On his return to Europe, he was asked by Julian Huxley to become the first head of the Natural Sciences Section of UNESCO in Paris. In fact it was Needham who insisted that science should be included in the organisation's mandate at an earlier planning meeting.
After two years in which the suspicions of the Americans over scientific co-operation with communists intensified, Needham resigned in 1948 and returned to Gonville and Caius College, where he resumed his fellowship and his rooms, which were soon filled with his books.
He devoted his energy to the history of Chinese science until his retirement in 1990, even though he continued to teach some biochemistry until 1993. Needham's reputation recovered from the Korean affair such that by 1959 he was elected as president of the fellows of Caius College and in 1965 he became Master of the college, a post which he held until he was 76.

''Science and Civilisation in China''

In 1948, Needham proposed a project to the Cambridge University Press for a book on Science and Civilisation in China. Within weeks of being accepted, the project had grown to seven volumes, and it has expanded ever since. His initial collaborator was the historian Wang Ling, whom he had met in Lizhuang and obtained a position for at Trinity. The first years were devoted to compiling a list of every mechanical invention and abstract idea that had been made and conceived in China. These included cast iron, the ploughshare, the stirrup, gunpowder, printing, the magnetic compass and clockwork escapements, most of which were thought at the time to be western inventions. The first volume eventually appeared in 1954.
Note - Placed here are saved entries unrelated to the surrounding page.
PR #821, opened 2017-04-25
[9.0] Add oauth_provider_jwt module

Garamotte:
A small module to allow `oauth_provider` to deliver a JSON Web Token to the client, instead of a randomly generated token. By doing this, some user's information is included in the token, to avoid some extra queries to retrieve them using the token later.

As stated in the readme, JWT authentication (https://tools.ietf.org/html/rfc7523) is not (yet ?) supported.

### DIFF
--- a/oauth_provider_jwt/controllers/main.py
+++ b/oauth_provider_jwt/controllers/main.py
@@ -1,0 +1,23 @@
+# -*- coding: utf-8 -*-
+# Copyright 2016 SYLEAM
+# License AGPL-3.0 or later (http://www.gnu.org/licenses/agpl).
+
+import werkzeug
+from openerp import http
+from openerp.addons import oauth_provider
+from openerp.addons.web.controllers.main import ensure_db
+
+
+class OAuth2ProviderController(
+        oauth_provider.controllers.main.OAuth2ProviderController):
+    @http.route(
+        '/oauth2/public_key', type='http', auth='none', methods=['GET'])
+    def public_key(self, client_id=None, *args, **kwargs):
+        """ Returns the public key of the requested client """
+        ensure_db()
+
+        client = http.request.env['oauth.provider.client'].sudo().search([
+            ('identifier', '=', client_id),
+        ])
+        return werkzeug.wrappers.BaseResponse(
+            client.jwt_public_key or '', status=200)
--- a/oauth_provider_jwt/models/oauth_provider_client.py
+++ b/oauth_provider_jwt/models/oauth_provider_client.py
@@ -1,0 +1,191 @@
+# -*- coding: utf-8 -*-
+# Copyright 2016 SYLEAM
+# License AGPL-3.0 or later (http://www.gnu.org/licenses/agpl).
+
+import logging
+from datetime import datetime, timedelta
+from openerp import models, api, fields, exceptions, _
+
+_logger = logging.getLogger(__name__)
+
+try:
+    from oauthlib.oauth2.rfc6749.tokens import random_token_generator
+except ImportError:
+    _logger.debug('Cannot `import oauthlib`.')
+
+try:
+    import jwt
+except ImportError:
+    _logger.debug('Cannot `import jwt`.')
+
+try:
+    from cryptography.hazmat.backends import default_backend
+    from cryptography.hazmat.primitives.asymmetric.ec import \
+        EllipticCurvePrivateKey
+    from cryptography.hazmat.primitives.asymmetric.rsa import RSAPrivateKey
+    from cryptography.hazmat.primitives.serialization import \
+        Encoding, PublicFormat, PrivateFormat, NoEncryption, \
+        load_pem_private_key
+    from cryptography.hazmat.primitives.asymmetric import rsa, ec
+except ImportError:
+    _logger.debug('Cannot `import cryptography`.')
+
+
+class OAuthProviderClient(models.Model):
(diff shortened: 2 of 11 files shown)


Garamotte:
@lasley Ready for reviews :)

oauth_provider_jwt/controllers/main.py
```diff
@@ -0,0 +1,26 @@
...
+
+import werkzeug
+from openerp import http
+from openerp.addons import oauth_provider
+from openerp.addons.web.controllers.main import ensure_db
+
+
+class OAuth2ProviderController(
+        oauth_provider.controllers.main.OAuth2ProviderController):
+    def __init__(self):
```
lasley: This can be removed

oauth_provider_jwt/models/oauth_provider_client.py
```diff
@@ -0,0 +1,187 @@
...
+        EllipticCurvePrivateKey
+    from cryptography.hazmat.primitives.asymmetric.rsa import RSAPrivateKey
+    from cryptography.hazmat.primitives.serialization import \
+        Encoding, PublicFormat, PrivateFormat, NoEncryption, \
+        load_pem_private_key
+    from cryptography.hazmat.primitives.asymmetric import rsa, ec
+except ImportError:
+    _logger.debug('Cannot `import cryptography`.')
+
+ALGORITHMS = {
```
lasley: This would be better in the class IMO.

Also these aren't really algorithms, but are instead `CRYPTOSYSTEMS`.

oauth_provider_jwt/models/oauth_provider_client.py
```diff
@@ -0,0 +1,187 @@
...
+                    raise exceptions.ValidationError(
+                        _('The private key doesn\'t fit the selected '
+                          'algorithm!'))
+
+    @api.multi
+    def generate_private_key(self):
+        """ Generate a private key for ECDSA and RSA algorithm clients """
+        for client in self:
+            algorithm_prefix = client.jwt_algorithm[:2]
+            if algorithm_prefix not in ALGORITHMS:
```
lasley: This basically repeats the conditions below, just slightly reversed. What about an `else: continue` below instead of this?

oauth_provider_jwt/models/oauth_provider_client.py
```diff
@@ -0,0 +1,187 @@
...
+            )
+
+    @api.multi
+    def _compute_jwt_public_key(self):
+        """ Compute the public key associated to the client's private key
+
+        This is only done for asymetric algorithms
+        """
+        for client in self:
+            if client.jwt_algorithm.startswith(('ES', 'RS', 'PS')) and \
```
lasley: IMO all the hard coded `ES`, `RS`, `PS` somewhat defeats the purpose of having the constant. What about:

```
if client.jwt_private_key and client.jwt_algorithm[:2] in ALGORITHMS:
```

Also note the boolean eval before the `in` eval - it's cheaper, so might as well knock any of those out first.

oauth_provider_jwt/models/oauth_provider_client.py
```diff
@@ -0,0 +1,187 @@
...
+                client.jwt_public_key = private_key.public_key().public_bytes(
+                    Encoding.PEM, PublicFormat.SubjectPublicKeyInfo)
+            else:
+                client.jwt_public_key = False
+
+    @api.model
+    def _generate_jwt_payload(self, request):
+        """ Generate a payload containing data from the client """
+        data = {
+            'exp': datetime.utcnow() + timedelta(seconds=request.expires_in),
```
lasley: Instead of generating utcnow three times, which is more costly & could technically be yielding diff dates, you should instead assign to a temp var for use

oauth_provider_jwt/models/oauth_provider_client.py
```diff
@@ -0,0 +1,187 @@
...
+            'aud': request.client.identifier,
+            'iat': datetime.utcnow(),
+            'user_id': request.client.generate_user_id(request.odoo_user),
+        }
+        if request.client.jwt_scope_id:
+            # Sudo as the token's user to execute the scope's filter with that
+            # user's rights
+            scope_data = request.client.jwt_scope_id.sudo(
+                user=request.odoo_user).get_data_for_model(
+                    'res.users', res_id=request.odoo_user.id)
```
lasley: This should be broken into distinct operations:

```
scope = request.client.jwt_scope_id.sudo(
    user=request.odoo_user,
)
scope_date = scope.get_data_for_model(
    'res.users', res_id=request.odoo_user.id,
)
```

It's one more line, but way more clear IMO

lasley (changes requested):

oauth_provider_jwt/models/oauth_provider_client.py
Garamotte: Thanks for the wording/vocabulary.
I renamed it and moved in the class.

oauth_provider_jwt/models/oauth_provider_client.py
Garamotte: I replaced this by an `else: raise`, to warn the user if he clicks on the button with the wrong algorithm.

lasley (approved):
Thanks @sylvain-garancher

Garamotte:
Reminder to myself : Add a note about the jwt_scope_id field in the readme.

gurneyalex (approved):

The publication received widespread acclaim, which intensified to lyricism as the further volumes appeared. He wrote fifteen volumes himself, and the regular production of further volumes continued after his death in 1995. Later, Volume III was divided, so that 27 volumes have now been published. Successive volumes are published as they are completed, which means that they do not appear in the order originally contemplated in the project's prospectus.
Needham's final organizing schema was:
  • Vol. I. Introductory Orientations
  • Vol. II. History of Scientific Thought
  • Vol. III. Mathematics and the Sciences of the Heavens and Earth
  • Vol. IV. Physics and Physical Technology
  • Vol. V. Chemistry and Chemical Technology
  • Vol. VI. Biology and Biological Technology
  • Vol. VII. The Social Background
See Science and Civilisation in China for a full list.
The project is still proceeding under the guidance of the Publications Board of the Needham Research Institute, directed by Professor Mei Jianjun.